Congress should pass the anti-bailout bills currently in Congress to prevent health insurance companies from profiting at the expense of taxpayers, says U.S. Rep. Michele Bachmann.
Appearing on Fox News Channel's
"Your World with Neil Cavuto" on Wednesday, Bachmann, R-Minn., said Americans don't want to see "bailout fever" in Washington.
Bills by Rep. Mike Coffman, R-Colo., and Sen. Marco Rubio, R-Fl., call for the government not to aid the insurance industry in the event that its profits fall below projections because too few young, healthy people sign up for heath coverage.
A provision in the Affordable Care Act calls for such "bailouts," as conservative pundit
Charles Krauthammer has dubbed them.
"Casinos wouldn't be able to fix the house rules the way that Obama has fixed the rules for Obamacare," Bachmann said. "Always in the government's favor, always in the big insurance companies' favor."
Though insurance companies typically figure in their cost on risk, Obamacare takes that out, she said, calling it "mandated profit for insurance companies."
It's not just young people refusing to sign up that has people thinking the bailout provision could be triggered; there's also the fact that President Barack Obama himself keeps changing the rules, allowing implementation of parts of the law to be delayed a year or more, and delaying initial signup deadlines as the HealthCare.gov website struggled with bugs that kept people from even logging on for weeks.
But in a
Forbes article on Wednesday, Grace-Marie Turner argues that the GOP strategy could backfire.
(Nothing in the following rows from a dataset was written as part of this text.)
Issue #297, opened 2020-07-24
Egress and Ingress rules should be separate from SecurityGroup


muvaf:
### What happened?

SecurityGroup object has arrays for both ingress and egress rules but according to our [managed resource API design](https://github.com/crossplane/crossplane/blob/master/design/one-pager-managed-resource-api-design.md#high-fidelity), they should be separate CRDs.

muvaf:
I am not 100% sure about this as these rules do not have anything to identify them at all. It's literally the set of all properties that make up an identifier and this argument could go for any array element of all managed resources.

muvaf:
FWIW, deletion of `SecurityGroup` also deletes all `Ingress` and `Egress` rules. So, in case we did separate them into their own types, we'd see leftover rules in the cluster whose `SecurityGroup` doesn't exist anymore.

haarchri:
We have SecurityGroupRule since Release v0.30.0

PR #306, opened 2020-07-28
security group: implement full-fledged conversion functions for ip permissions

### LINKED ISSUE #304: SecurityGroup does not allow to include ingress source from another SG
### What happened?

Trying to add ingress source from another security group but it returns error:

```
message: "update failed: failed to authorize ingress rules: InvalidParameterValue:
CIDR block sg-xxxxxx is malformed\n\tstatus code: 400, request id:
6733d531-97d7-43d1-b23c-5df88444fe4d"
```

Tested from AWS UI console to entry ingress record as security group is ok

example:

```
kind: SecurityGroup
metadata:
  name: mysql.secgrp.abc.com
  labels:
    provider: aws
    tier: default
    vpc: dev
spec:
  forProvider:
    description: Created by crossplane
    groupName: crossplane-mysql-sg
    ingress:
      - fromPort: 3306
        toPort: 3306
        ipProtocol: TCP
        ipRanges:
          - cidrIp: "sg-xxxxxxxxx"
            description: "Access from EKS nodes"
    vpcId: vpc-xxxxxxxxx
  providerRef:
    name: aws-provider
```

### How can we reproduce it?
See the above sample manifest for SG

Crossplane version: 0.11.1
provider-aws: master (most recent)

muvaf:

There is a `GenerateEC2Permissions` that covers all fields but it's not used; another one with less fields is used. So, I made a change to make it use the full one and implemented its missing correspondent conversion.

Fixes #304 

### Checklist

I have:

### DIFF
--- a/config/crd/ec2.aws.crossplane.io_securitygroups.yaml
+++ b/config/crd/ec2.aws.crossplane.io_securitygroups.yaml
@@ -283,7 +283,6 @@ spec:
                         type: array
                     required:
                     - ipProtocol
-                    - ipRanges
                     type: object
                   type: array
                 groupName:
@@ -431,7 +430,6 @@ spec:
                         type: array
                     required:
                     - ipProtocol
-                    - ipRanges
                     type: object
                   type: array
                 tags:
--- a/pkg/clients/ec2/securitygroup.go
+++ b/pkg/clients/ec2/securitygroup.go
@@ -267,15 +267,15 @@ func LateInitializeIPPermissions(spec []v1beta1.IPPermission, o []ec2.IpPermissi
 // values between the target *v1beta1.SecurityGroupParameters and the current
 // *ec2.SecurityGroup
 func CreateSGPatch(in ec2.SecurityGroup, target v1beta1.SecurityGroupParameters) (*v1beta1.SecurityGroupParameters, error) { // nolint:gocyclo
-	// We initialize these arrays with the correct length so that late-init
-	// iteration works; workaround for using empty SecurityGroupParameters with
-	// late-init.
-	currentParams := &v1beta1.SecurityGroupParameters{
-		Ingress: make([]v1beta1.IPPermission, len(in.IpPermissions)),
-		Egress:  make([]v1beta1.IPPermission, len(in.IpPermissionsEgress)),
-	}
 	v1beta1.SortTags(target.Tags, in.Tags)
-	LateInitializeSG(currentParams, &in)
+	currentParams := &v1beta1.SecurityGroupParameters{
+		Description: awsclients.StringValue(in.Description),
+		GroupName:   awsclients.StringValue(in.GroupName),
+		VPCID:       in.VpcId,
+	}
+	currentParams.Tags = v1beta1.BuildFromEC2Tags(in.Tags)
+	currentParams.Ingress = GenerateIPPermissions(in.IpPermissions)
+	currentParams.Egress = GenerateIPPermissions(in.IpPermissionsEgress)
 	// NOTE(muvaf): Sending -1 as FromPort or ToPort is valid but the returned
 	// object does not have that value. So, in case we have sent -1, we assume
 	// that the returned value is also -1 in case if it's nil.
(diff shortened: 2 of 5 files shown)


muvaf:
I just tested this manually and it seems like some problems were buried because we didn't use some of the fields. Put some workarounds but I didn't want to invest too much as both Ingress and Egress arrays are going to be separate https://github.com/crossplane/provider-aws/issues/297 . So, I think we should merge this PR to address the urgent problems but next release should have those types as separate CRDs, deprecate `v1beta1` SecurityGroup and publish `v1beta2` SecurityGroup with instructions to manually migrate existing ones since the change will be a breaking one.

muvaf:
@hasheddan I'll be offline. Feel free to merge the PR if you'd like to.

config/crd/ec2.aws.crossplane.io_securitygroups.yaml
```diff
@@ -283,7 +283,6 @@ spec:
                         type: array
                     required:
                     - ipProtocol
-                    - ipRanges
```
hasheddan, line 286: Just a note, I feel like we should formalize our CRD versioning strategy. I know we generally follow the k8s conventions, but we have a few different scenarios that I feel like we encounter. For instance, this is technically a change here but obviously will not break any instances of this CRD that already exist so there is no need for a version bump. Maybe this is obvious, but may be nice for end users to be able to see exactly what we adhere to.

pkg/clients/ec2/securitygroup.go
```diff
@@ -129,28 +175,107 @@ func LateInitializeSG(in *v1beta1.SecurityGroupParameters, sg *ec2.SecurityGroup
...
 	if len(in.Tags) == 0 && len(sg.Tags) != 0 {
 		in.Tags = v1beta1.BuildFromEC2Tags(sg.Tags)
 	}
 }
 
+// LateInitializeIPPermissions returns an array of []v1beta1.IPPermission whose
+// empty optional fields are filled with what's observed in []ec2.IpPermission.
+//
+// Note that since there is no unique identifier for each IPPermission, its order
+// is assumed to be stable and used indexes are used as identifier.
```
hasheddan, line 196: nitpick:
```suggestion
// is assumed to be stable and indexes are used as identifier.
```

hasheddan: Any idea if AWS sorts rules in a consistent order? Seems like if we don't mirror then it will look like we always need update.

config/crd/ec2.aws.crossplane.io_securitygroups.yaml
muvaf: I believe we explicitly refer to Kubernetes policy for versioning: https://crossplane.io/docs/master/introduction/managed-resources.html Not sure what additions we would need to make to that though.

hasheddan: Yeah basically all I would add is that in a case like this we don't need to bump to `v1beta2` because this does not impact user experience, but maybe that is implied

pkg/clients/ec2/securitygroup.go
muvaf: No one knows, really. This is the problem with resources without any identifiers. Though manually sorting both of the arrays could be a good idea, it will be meaningless when we separate those rules into their [own types](https://github.com/crossplane/provider-aws/issues/297). Let me see if I can write something to address this.

hasheddan: Fair point, I just don't want to give the illusion to users that we support this inline for now if in reality it is going to thrash because that could cause issues with other requests.

hasheddan: In regards to sorting, it seems like we should establish uniqueness of an entry on the fromPort/toPort/IpProtocol combination.

muvaf: > it seems like we should establish uniqueness of an entry on the fromPort/toPort/IpProtocol combination.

If the bailouts are repealed, the piece says, it will force insurance companies to raise premiums next year, and the blame could be placed on Republicans for causing the rate hikes.
It is liberals who have demonized insurance companies, Turner writes, and conservatives should avoid using their playbook.
"We should focus on the bigger battles, like delay and ultimately repeal of the individual mandate," Turner says.